More to a Bridge than a Stage

The hopes of theater director Oskar Eustis that his art form can unite the country are certainly laudable:

Eustis said he eventually came to recognize a serious problem as hundreds of thousands of people from across the country boycotted “Hamilton” over the incident involving Pence.

The boycotters weren’t people who were going to see “Hamilton,” a musical about the life of founding father Alexander Hamilton, anywhere close to where they lived, he said.

“They weren’t boycotting us,” Eustis said. “We had already boycotted them.”

Eustis looked at the country’s blue and red political map.

“Wherever there’s blue,” he said, “there’s a nonprofit theater, and everywhere there’s red, there isn’t.”

Theater in the United States, a major source of culture, has already shown its ability to take “marginalized groups” and place them center stage in a way that validates and empowers people by letting them see themselves on stage,” said Eustis.

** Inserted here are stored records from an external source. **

PR #3061, opened 2019-05-16
NAS-101785 / 11.3 / Provide API for querying users and groups when directory services enabled

anodos325:
Make all directory services plugins provide consistent API for getting / setting user and group caches. Each directory service cache is a dictionary with two keys 'users' and 'groups', containing lists of basic user / group info.

Basic user: {'pw_name': <username>, 'pw_uid': <uid>, 'local', <boolean>}
Basic group: {'gr_name': <groupname>, 'gr_gid': <gid>, 'local', <boolean>}

'local' is provided so that UI team can easily differentiate between local and remote users/groups.


src/middlewared/middlewared/utils/__init__.py
```diff
@@ -322,6 +322,9 @@ def filterop(f):
     if options.get('get') is True:
         return rv[0]
 
+    if options.get('limit'):
+        return rv[:options['limit']]
```
william-gr: We should probably implement the same thing in datastore.query, to keep when equal.

src/middlewared/middlewared/plugins/account.py
```diff
@@ -88,6 +88,33 @@ class Config:
                 pass
         return user
 
+    @accepts(Ref('query-filters'), Ref('query-options'), Bool('dssearch', default=False))
```
william-gr: To not change .query behavior we would need to somehow use the same parameters, only filters and options, using `@filterable` here instead of accepts, meaning we would have to drop dssearch.

src/middlewared/middlewared/plugins/account.py
```diff
@@ -88,6 +88,33 @@ class Config:
...
+        options = options or {}
+        options['extend'] = self._config.datastore_extend
+        options['extend_context'] = self._config.datastore_extend_context
+        options['prefix'] = self._config.datastore_prefix
+
+        datastore_options = options.copy()
+        datastore_options.pop('count', None)
+        datastore_options.pop('get', None)
+
+        if dssearch:
```
william-gr: The above being said, I am not entirely sure how this block can be accomplished.

Perhaps we can look at the filters for `local = False` or `local != None` ?

PR #3062, opened 2019-05-16
NAS-101809 / 11.3 / fix(jail/list_resource): Return a list of dicts for BRANCHES

skarekrow:
NAS-101809


skarekrow:
@sonicaj and myself discussed this, and I looped in all relevant parties. The BRANCH call returns a dict, while all others return a list. This is to avoid POLA, and make it function like other parts of the middleware where this coexistence can happen.

PR #3071, opened 2019-05-19
NAS-101675 / 11.2 / Generate an alert when creating a new ticket for TrueNAS proactive al…

themylogin:
…ert fails

### DIFF
--- a/src/middlewared/middlewared/plugins/alert.py
+++ b/src/middlewared/middlewared/plugins/alert.py
@@ -299,11 +299,10 @@ class AlertService(Service):
                                 except Exception:
                                     self.logger.error(f"Failed to create a support ticket", exc_info=True)
                                     await self.middleware.call("mail.send", {
-                                        "cc": ["auto-support@ixsystems.com"],
                                         "subject": "Failed to notify iXsystems about alert (%s)" % serial,
                                         "text": f"""
                                             Notifying iXsystems about an alert on system {serial} failed.
-                                            Please contact iXsystems Support.
+                                            Please contact iXsystems Support: https://www.ixsystems.com/support/
 
                                             Alert:
 
--- a/src/middlewared/middlewared/plugins/alert.py
+++ b/src/middlewared/middlewared/plugins/alert.py
@@ -300,12 +300,12 @@ class AlertService(Service):
                                     self.logger.error(f"Failed to create a support ticket", exc_info=True)
                                     await self.middleware.call("mail.send", {
                                         "cc": ["auto-support@ixsystems.com"],
-                                        "subject": "Failed creating automatic alert (%s)" % serial,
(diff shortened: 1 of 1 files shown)


src/middlewared/middlewared/plugins/alert.py
```diff
@@ -296,6 +298,18 @@ def restore(self, id):
                                     })
                                 except Exception:
                                     self.logger.error(f"Failed to create a support ticket", exc_info=True)
+                                    await self.middleware.call("mail.send", {
+                                        "cc": ["auto-support@ixsystems.com"],
```
themylogin: @william-gr which e-mail we should use here?

src/middlewared/middlewared/plugins/alert.py
```diff
@@ -296,6 +298,18 @@ def restore(self, id):
...
+                                        "subject": "Failed creating automatic alert (%s)" % serial,
```
Mrt134:
```suggestion
                                        "subject": "Failed to notify iXsystems about alert (%s)" % serial,
```

src/middlewared/middlewared/plugins/alert.py
```diff
@@ -296,6 +298,18 @@ def restore(self, id):
...
+                                        "text": f"""
+                                            Creating automatic alert for iXsystems for your system {serial} failed
```
Mrt134:
```suggestion
                                            Notifying iXsystems about an alert on system {serial} failed.
```

src/middlewared/middlewared/plugins/alert.py
```diff
@@ -296,6 +298,18 @@ def restore(self, id):
...
+                                            for some reason. Please, contact us.
```
Mrt134:
```suggestion
                                            Please contact iXsystems Support.
```

src/middlewared/middlewared/plugins/alert.py
```diff
@@ -296,6 +298,18 @@ def restore(self, id):
...
+
+                                            Below is the text of automatic alert:
```
Mrt134:
```suggestion
                                            Alert:
```

src/middlewared/middlewared/plugins/alert.py
Mrt134: Maybe add email for iX support here too?

src/middlewared/middlewared/plugins/alert.py
william-gr: Waiting on feedback from support people, will get back to you when I have an answer

yocalebo: @themylogin please remove the cc line from the `except Exception` block. We will let the customer manually open a ticket in this scenario.

PR #3079, opened 2019-05-21
fix(middlewared/etc): truncate ctl.conf

william-gr:


src/middlewared/middlewared/etc_files/ctld.py
```diff
@@ -384,12 +384,12 @@ def main(middleware):
         addline('}\n\n')
 
     # Write out the CTL config file
-    with open(os.open(ctl_config, os.O_CREAT | os.O_WRONLY, 0o600), 'w') as fh:
+    with open(os.open(ctl_config, os.O_CREAT | os.O_WRONLY | os.TRUNC, 0o600), 'w') as fh:
```
themylogin: How is it different from `open(ctl_config, 'w')` now?

william-gr: The mode, 0o600, which was the entire point to being with

PR #3085, opened 2019-05-22
NAS-101863 / 11.2 / Set up NFSv4 properly

themylogin:


src/middlewared/middlewared/etc_files/nfsd.py
```diff
@@ -88,6 +90,24 @@ def build_share_targets(share):
     except Exception:
         pass
 
+    # Workaround to work with "onetime", since the rc scripts depend on rc flags.
```
william-gr: Not sure what I feel about mixing config file generation with calling service start/stop.

Also NFS is picky about services order and how its done at boot (which we will be doing with this change).

I imagine its now broken because we do reload and these are not called? How about make it a common method in service.py and also do it on reload?

themylogin: > I imagine its now broken because we do reload and these are not called?

We call `etc.generate nfsd` on reload, so this is called

themylogin: > Not sure what I feel about mixing config file generation with calling service start/stop.

We already do this in other files, that's why we have a design proposal to fix at least some of this in 12

william-gr: Yes, i know this is called on reload but it werent before, we did a full restart. So why not just call these on service reload instead too? I worry about regressions on startup.

Also, which other etc plugins we are calling service?

themylogin: > I worry about regressions on startup.

The ticket actually fixes this regression. I am struggling to find what was calling `service.start nfs` on startup when it worked..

There is something more magical, more personal, about stage productions than other forms of entertainment.  Seeing a show seems like a special occasion, and the desire for that sort of interaction and experience is universal.

The key will be whether folks like Eustis are able to see how contextually dependent their buzzwords like “marginalized groups” are.  Who marginalized by whom?

People don’t want to see themselves on stage.  They want to empathize with the characters they see.  They don’t want a mirror.  They want to see themselves in somebody who is not them.  We don’t crave our reflections; we crave connections.

I’d propose that a big reason for Eustis’s finding about missing nonprofit theaters is that the theater world does not produce the sort of content that would appeal to people in some areas.  If there are things they want to see, theaters will pop up to supply that content.

Bridging that gap is going to require much more than one-off efforts to promote theater in under-served markets.  It’s going to require more, as well, than a handful of plays with content that progressives are comfortable presenting to non-progressives.

It’s going to require more opportunity for people who don’t share the theater’s seemingly monolithic ideology to use its methods to convey their own messages — their own selves.